Issue #1478, opened 2021-11-04
Replace Debugf() with structural logging using Debugw()


jkowalski:
#1475 introduced `Debugw()` method which can be used to emit structural logs.

In many places we still use `Debugf()`. This issue tracks refactoring of remaining `Debugf()` to `Debugw()`, so that we can eventually get rid of `Debugf()` and have all logs be fully structural.

PR #1501, opened 2021-11-07
refactor: switch to debugw where possible

zyradyl:
i had a bit of time this morning so i thought i would give this a go. the problem now is the tests are failing and i'm not quite sure why. in particular, upload_test.go, fails due to not finding "uploading" but i don't think i modified that?

i labeled the json fields based on context clues in the surrounding code, but i'm sure i missed a few things, and i also realized near the end i probably should have done this by module instead of all at once. 

anyways, let me know your thoughts. 😄 

related #1478

### DIFF
--- a/cli/auto_upgrade.go
+++ b/cli/auto_upgrade.go
@@ -25,7 +25,7 @@ func maybeAutoUpgradeRepository(ctx context.Context, r repo.Repository) error {
 		return nil
 	}
 
-	log(ctx).Debugf("Setting default maintenance parameters...")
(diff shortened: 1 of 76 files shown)


jkowalski:
can you perhaps split this into individual PRs layer-by-layer (repo/blob, repo/content, repo/manifest, repo/object, etc?

there are actually tests that verify log format, and those are failing, perhaps revert affected files and make a separate PR just for those as well?

zyradyl:
i knew that was coming as soon as i realized the size of it. absolutely can do. will probably be sometime next weekend though, apologies for the delay!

= = = = =

* Assignment:
From the entries above, copy out every line where the string "files" appears.

* Exercise response:
(diff shortened: 1 of 76 files shown)
there are actually tests that verify log format, and those are failing, perhaps revert affected files and make a separate PR just for those as well?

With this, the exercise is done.